Após quase 4 anos de “Mistério no Mediterrâneo“, Jennifer Aniston e Adam Sandler retornam à Netflix para dar continuidade a comédia investigativa que agora é ambientada na cidade da luz. “Mistério em Paris” traz o casal de protagonistas em uma história que eleva a qualidade narrativa do primeiro, ao tempo que tem seu mistério com um peso menor em comparação.
Nesta sequência Nick Spitz (Adam Sandler) e Audrey Spitz (Jennifer Aniston) abandonam suas profissões antigas e abrem uma agência de investigações – que está rumo ao fracasso. Até que seu amigo Maharajah (Adeel Akhtar) entra em contato os convidando para seu casamento em uma ilha privada de luxo. Todavia, Maharajah é sequestrado no meio de sua própria festa de casamento e é então que começa uma caçada internacional da dupla de investigadores para resgatar o amigo milionário.

Com 1 hora e 30 minutos de duração, “Mistério em Paris” parece ter elevado a qualidade narrativa em relação ao seu antecessor. O roteiro e direção de James Vanderbilt (que trabalhou no filme anterior como roteirista) é mais coeso e direto ao ponto, não se utiliza de uma quantidade excessiva de reviravoltas para se tornar interessante, mas mantém a tensão do espectador com melhores cenas de ação.
Ainda assim, as escolhas narrativas são questionáveis.

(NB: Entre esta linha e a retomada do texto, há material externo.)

PR #20, opened 2026-07-30
feat(app): open local file references at the referenced line

### LINKED ISSUE #18: [Sessions] Make local file references in Markdown open at the referenced line
## TL;DR

Agent transcripts are full of source references such as `app/src/main/index.ts:397`. Today they are either inert text or, when absolute, links that navigate the Electron window away from Obelisk entirely. Resolving them against the originating message's `cwd` and opening them at the referenced line would turn every path in a transcript into a working jump target.

## Problem description

Reading a session usually means moving between what the agent said and the code it was talking about. The references are already there and already precise — Claude Code and Codex both emit `path:line[:col]` routinely — but the reader has to copy the path out and find it by hand.

There is also a real defect in the same area: a Markdown link with a local href currently navigates the window, discarding all renderer state.

Prior exploration happened in #8, which is not being merged. The navigation defect was surfaced there.

## Current behavior

**Local links navigate away from the app.** `app/src/main/index.ts` installs neither a `will-navigate` handler nor a `setWindowOpenHandler`. A Markdown link with a `file:` href replaces the running SPA; recovering requires restarting the app.

**Relative references are never resolved.** `renderMarkdown()` (`app/src/renderer/src/utils.js:95-107`) passes hrefs through verbatim after `sanitizeMarkdown()`. A reference like `app/src/main/index.ts:397` therefore resolves against the renderer document URL, not against anything meaningful. This is the most common form in practice, so the majority of references in a transcript are unusable.

**The data needed to resolve them is already present but unread.** `messages.cwd` is stored per message and is already selected in the session query (`app/src/main/index.ts:397` and `:526`). No renderer code currently reads it.

**Line and column suffixes carry no meaning.** `:line[:col]` is part of the reference text today and is discarded by any consumer.

## Expected behavior

- Clicking a local file reference opens it in the user's editor at the referenced line and column.
- Relative references resolve against the `cwd` of the message they appear in.
- Clicking a local reference never navigates the Obelisk window away from the application.
- References that cannot be resolved stay readable and do nothing, rather than producing a broken navigation or an error dialog.

## Decision points

- [ ] **Editor scheme.** `vscode://file/{path}:{line}:{col}`, `cursor://`, or a configurable setting. A setting is more flexible but adds surface to Settings; a single default is simpler and can be widened later.
- [ ] **Whether bare relative paths in prose become links at all**, or only paths the Markdown source already wrote as links. Linkifying bare paths is far more useful and far more prone to false positives.

## Scope boundary

Hover preview of file contents is **out of scope**. It was explored in #8. Reading current disk contents sits badly with Obelisk being a historical browser: the reader is looking at a session from weeks ago, while the preview would show the file as it is today, with nothing marking the difference — and the contents the agent actually saw are already in the transcript as rendered tool results.

If a preview turns out to be worth having later, it should be scoped separately and would need to seek to the referenced line rather than read from the start of the file.

## Constraints

Transcript content is untrusted input — sessions are indexed from third-party logs. Two consequences worth keeping in mind:

- Resolved paths should stay within the session's `cwd` / `project_path` scope rather than allowing any absolute path on disk.
- `shell.openPath` runs `.app`, `.command` and `.sh` rather than opening them for viewing. If any fallback hands a path to the OS this way, its confirmation dialog must default to Cancel.

## Acceptance criteria

- [ ] Clicking a local file reference never navigates the Obelisk window away from the app.
- [ ] Relative references resolve against the originating message's `cwd`, not a session-level value — `cwd` can change within a single session.
- [ ] The `:line[:col]` suffix survives resolution and reaches the editor.
- [ ] References that cannot be resolved remain readable and trigger no navigation.
- [ ] Path-like text inside fenced code blocks is not turned into navigation accidentally.
- [ ] Resolved paths stay within the session's project scope; untrusted transcript content cannot cause an arbitrary path to be handed to the OS.
- [ ] Automated coverage for reference parsing and `cwd` resolution, following the existing root `tests/` + `node --test` pattern.
- [ ] `npm test` and `npm run typecheck` pass.

## Related

- #8 — prior exploration of this area, not merged. The `will-navigate` gap was surfaced there.
- #10 — wants the same extension point. Both features post-process `renderMarkdown()` output to make inline references interactive: #10 for `codex:<uuid>` session references resolving to internal navigation, this one for file paths resolving to an editor. Whoever gets there first should consider whether one mechanism can serve both, rather than two independent passes over the same HTML.

tommy0103:
Closes #18. Builds on #19 (merged) — the harness added here only runs under Electron 43.

## Why

Transcripts constantly point at source locations, and neither form works today.

Measured over the local index (104,071 assistant messages, 408 sessions):

| Form | Shape | Messages | Today |
|---|---|---|---|
| A | `[roadmap.md](/Users/me/proj/roadmap.md:162)` | 2,515 (119/408 sessions) | is an `<a>`; **navigates the window away**; line ignored |
| B | `` `src/hooks/hook.ts:40` `` in inline code | ~1,425 | not a link at all; path is relative |

Half of form A carries a `:line` suffix (1,253 messages) and nothing consumes it. Relative
*links* are effectively nonexistent — 4 messages in 104k — so form A needs no cwd and form B
needs it for everything.

## What

Both forms become anchors carrying the split-out components; the main process resolves them and
opens the configured editor at the line.

- Renderer owns detection and splits `path` / `line` / `column` / `endLine`; main never re-parses
  a raw string, so the pattern lives in one place.
- Form B requires **both** an extension and a line number, so `package.json`, `useState` and
  `npm run build` are never linkified. Text inside fenced `<pre>` blocks is skipped entirely.
- Only `file:` hrefs are percent-decoded. Decoding every href would corrupt a filename that
  legitimately contains `%`.
- Line ranges (`taskTree.ts:182-185`) parse alongside `:line:col`.
- Editor scheme is configurable in Settings (vscode / vscode-insiders / cursor / windsurf / zed),
  default vscode.

### Security

Transcript text is untrusted input — sessions are indexed from third-party logs. `file-ref:open`
derives the allowed roots from the database (`messages.cwd` and `sessions.project_path` **for
that session only**) and a renderer-supplied cwd is honoured only if it appears in that set.
Containment is re-checked after `realpath`, so a symlink cannot widen the reachable set.
Resolution is per session, never corpus-wide.

## Three things worth calling out in review

1. **Touches `packages/core`.** `SessionDetailMessage` gains `session_id` and `cwd`. The canonical
   assembly projected messages down to seven fields, so both were dropped before reaching the
   renderer — the feature did not work at all until this was fixed, and the unit suite stayed
   green throughout. Purely additive, but the type is shared with the CLI.

2. **Modifies an existing test.** The Electron double in `tests/app-main-settings.test.mjs` lacked
   `setWindowOpenHandler` and `getURL`, which the new `createWindow` calls. All 11 mocks were
   filled in rather than guarding the production code with `typeof === 'function'` checks.

3. **Changes behaviour for external links too.** Installing a proper navigation guard means http(s)
   links in a transcript now open in the system browser instead of replacing the SPA. That is
   outside the file-reference feature proper, but it is the same one-line defect.

## Known gap

Memory bodies have no cwd or session, so references there stay unmarked rather than looking
actionable and doing nothing. Wiring Memory up is worth a separate issue.

## Verification

- `npm test` — 293/293
- `npm run typecheck`
- `npm run lint` — unchanged from the `main` baseline
- `test:electron` 15 · `test:electron:timeline` 55 · `test:electron:reader-state` 11 ·
  `test:electron:file-refs` 17 — 98 assertions

The new harness drives the real renderer and asserts marking, the `<pre>` exclusion, the data
attributes, the click payload, and that clicking never navigates the window.

### DIFF
--- a/app/electron.vite.config.ts
+++ b/app/electron.vite.config.ts
@@ -13,6 +13,7 @@ export default defineConfig({
       rollupOptions: {
         input: {
           index: resolve('src/main/index.ts'),
+          'file-reference': resolve('src/main/file-reference.ts'),
           indexer: resolve('src/main/indexer.ts'),
           'indexer-service': resolve('src/main/indexer-service.ts'),
           'indexer-worker': resolve('src/main/indexer-worker.ts'),
--- a/app/package.json
+++ b/app/package.json
@@ -21,7 +21,8 @@
     "verify:icons": "node scripts/verify-icons.mjs",
     "test:electron": "electron-vite build && electron --no-sandbox tests/electron-concurrency.mjs",
     "test:electron:timeline": "electron-vite build && electron --no-sandbox tests/electron-session-virtualization.mjs",
-    "test:electron:reader-state": "electron-vite build && electron --no-sandbox tests/electron-session-reader-state.mjs"
+    "test:electron:reader-state": "electron-vite build && electron --no-sandbox tests/electron-session-reader-state.mjs",
+    "test:electron:file-refs": "electron-vite build && electron --no-sandbox tests/electron-file-references.mjs"
   },
   "build": {
     "appId": "com.obelisk.app",
--- a/app/src/main/file-reference.ts
+++ b/app/src/main/file-reference.ts
@@ -1,0 +1,90 @@
+import fs from 'node:fs';
+import path from 'node:path';
+
+const EDITOR_SCHEMES: Record<string, string> = {
+  vscode: 'vscode',
+  'vscode-insiders': 'vscode-insiders',
+  cursor: 'cursor',
+  windsurf: 'windsurf',
+  zed: 'zed',
+};
+
+const DEFAULT_EDITOR_SCHEME = 'vscode';
+
+interface FileReferenceQuery {
+  rawPath?: string | null;
+  cwd?: string | null;
+  roots?: (string | null | undefined)[];
+}
+
+interface EditorUrlOptions {
+  scheme?: string | null;
+  filePath: string;
+  line?: number | null;
+  column?: number | null;
+}
+
+function normalizeRoots(roots: (string | null | undefined)[] = []): string[] {
+  const seen = new Set<string>();
+  for (const root of roots) {
+    if (typeof root !== 'string' || !root.trim() || !path.isAbsolute(root)) continue;
+    seen.add(path.resolve(root));
+  }
+  return [...seen];
+}
+
+function isWithinRoots(candidate: string, roots: string[]): boolean {
+  return roots.some((root) => candidate === root || candidate.startsWith(root + path.sep));
+}
+
+// A reference may be absolute, relative to the message cwd, or project-relative with a
+// leading slash (`/src/foo.ts`). path.join treats the leading slash as a no-op, so the same
+// join covers the last two cases.
+function fileReferenceCandidates({ rawPath, cwd, roots = [] }: FileReferenceQuery): string[] {
+  if (typeof rawPath !== 'string' || !rawPath.trim()) return [];
+  const cleaned = rawPath.trim();
+  const bases = normalizeRoots([cwd, ...roots]);
+  const candidates: string[] = [];
+  if (path.isAbsolute(cleaned)) candidates.push(path.resolve(cleaned));
+  for (const base of bases) candidates.push(path.resolve(base, `.${path.sep}${cleaned}`));
+  return [...new Set(candidates)];
+}
+
+// Resolves to an existing file that lives inside one of the session's own roots. Transcript
+// text is untrusted input, so containment is checked after realpath — a symlink pointing out
+// of the project must not widen what the app will open.
+function resolveFileReference(query: FileReferenceQuery): string | null {
+  const roots = normalizeRoots([query.cwd, ...(query.roots || [])]);
+  if (!roots.length) return null;
+  for (const candidate of fileReferenceCandidates(query)) {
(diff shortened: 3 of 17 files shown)


tommy0103:
Two defects found while exercising the Memory view, both fixed in the latest push.

**Same-origin URLs were handed to the system browser.** A relative link in a Memory body
(`../../docs/trajectory-v0-design.md`) resolves against the renderer origin, so the navigation
guard correctly prevented it but then treated it as external — in dev that opened the system
browser on a Vite-served source file. `releaseNavigation` now only hands off genuinely
cross-origin targets. External links still open in the browser (verified separately).

**The marking pass measurably destabilised the timeline harness.** `markFileReferences` ran two
`querySelectorAll` calls for every rendered row, which was enough to lose a cold-open layout race
in `test:electron:timeline`:

| branch | timeline harness |
|---|---|
| `main` | 7 pass / 7 runs |
| this branch, before | 5 pass / 8 runs |
| this branch, after | 5 pass / 5 runs |

`renderMarkdown` already holds the rendered HTML as a string, so a `String.includes` pre-filter
now decides whether the DOM walk is worth doing at all. Most messages contain neither a link nor
inline code and skip it entirely.

Re-verified: `npm test` 295/295, typecheck, and all four harnesses (15 / 55 / 11 / 17).

Still out of scope, and worth its own issue: Memory bodies link to docs relative to the memory
file's own directory (`memories.path`), which is a different resolution base than a session cwd.
Those references remain unmarked.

Principalmente ao dar um destaque de vilão principal a alguém que é visto apenas como um capanga dentro da história, porém interpretado por uma grande estrela. Há um certo estranhamento na conclusão da história, não há emoção nem surpresa ao descobrir todo o mistério final, como se algo faltasse ali. Mas, na verdade, o fato é que o filme foca tanto em grandes cenas de confrontos e explosões que esquece de que um filme de mistério não deve ter sua maior resolução feita faltando segundos para acabar o filme.

Quanto ao elenco não há muito o que ser dito. Jennifer Aniston e Adam Sandler compartilham de um carisma e química já conhecidos e amados pelo público, conseguem conduzir a história do começo ao fim – ainda que nesta produção tenha exigido muito deles fisicamente. A adição do novo elenco foi uma grande e positiva surpresa, mas nada que se destaque além do esperado.
Um dos grandes pontos positivos desta produção, além de sua direção bem assertiva, foi a escolha de inserir elementos tradicionais do casamento indiano. Há riqueza em cores, coreografias, música… é um espetáculo visual! As cenas da ilha são tão prazerosas de serem assistidas que quando o filme vai para o centro europeu em Paris causa um desânimo com tanta sobriedade.

“Mistério em Paris” é daqueles filmes que só funciona se você for adepto do humor que ele reproduz. É bobo, extravagante e muito divertido se você for capaz de entrar em sua proposta. Apesar do desdobrar do mistério central ser um pouco decepcionante, todas as cenas que levam a isso estranhamente compensam. Ainda assim, não podemos esperar muito de um filme cuja sua missão é praticamente ser uma paródia das histórias de Agatha Christie.